## Problem to work on:
Within the entries that follow, show each line where the word "should" occurs.

## Data for this exercise:
PR #1856, opened 2020-09-15
Allow multiple roles to be selected for users

I-Valchev:
Strictly speaking, 1 role should be more than enough given Symfony roles are hierarchical...

But at the same time, our `User` entity has multiple roles. + The `bolt/users` extension does not (yet?) use hierarchy.

In any event, it should not hurt that 1 user may have multiple roles.


bobdenotter (approved):
Nice!

PR #824, opened 2023-01-05
fix: error on data type output cast in SQL query

gpoujol:


search-service/src/main/kotlin/com/egm/stellio/search/authorization/SubjectReferentialService.kt
```diff
@@ -188,7 +188,9 @@ class SubjectReferentialService(
                 """.trimIndent()
             )
             .bind("subject_id", (sub as Some).value)
-            .allToMappedList { GlobalRole.forKey(it["global_roles"] as String) }
```
bobeal, line 191: instead, what about changing the SQL query with:

```
SELECT unnest(global_roles)
FROM subject_referential
WHERE subject_id = :subject_id
```

and leaving the rest of the code untouched.

also, add one (or more) unit test for this function, this kind of problem should appear before the integration tests.

gpoujol:
I added 3 tests to verify the function (for a user with no role, one role and two role).
But I wonder about the usefulness of the three . Just two should be enought ? (user with no role and with mulitple role)

search-service/src/test/kotlin/com/egm/stellio/search/authorization/SubjectReferentialServiceTests.kt
```diff
@@ -447,4 +448,55 @@ class SubjectReferentialServiceTests : WithTimescaleContainer {
                 fail("it should have returned a ResourceNotFoundException exception")
             })
     }
+
+    @Test
+    fun `it should get global roles for user with no role`() = runTest {
+        val userAccessRights = SubjectReferential(
```
bobeal, line 454: call this variable `subjectReferential`, not `userAccessRights` (and same in the two other tests)

bobeal (approved):

PR #825, opened 2023-01-05
fix : do not bind entities ids if empty in EntityAccessRightsService

gpoujol:


search-service/src/main/kotlin/com/egm/stellio/search/authorization/EntityAccessRightsService.kt
```diff
@@ -244,51 +244,55 @@ class EntityAccessRightsService(
         sub: Option<Sub>,
         entities: List<URI>
     ): Either<APIException, Map<URI, Map<AccessRight, List<SubjectRightInfo>>>> = either {
-        val subjectUuids = subjectReferentialService.getSubjectAndGroupsUUID(sub).bind()
+        if (entities.isNullOrEmpty())
+            emptyMap()
```
bobeal, line 248: you could `return` here to avoid nesting the rest of the function code into an `else` (the code is already a bit complex, it makes things harder to understand)

gpoujol: Ok

bobeal (approved):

## Result of the task:
Strictly speaking, 1 role should be more than enough given Symfony roles are hierarchical...
In any event, it should not hurt that 1 user may have multiple roles.
also, add one (or more) unit test for this function, this kind of problem should appear before the integration tests.
But I wonder about the usefulness of the three . Just two should be enought ? (user with no role and with mulitple role)
                 fail("it should have returned a ResourceNotFoundException exception")
+    fun `it should get global roles for user with no role`() = runTest {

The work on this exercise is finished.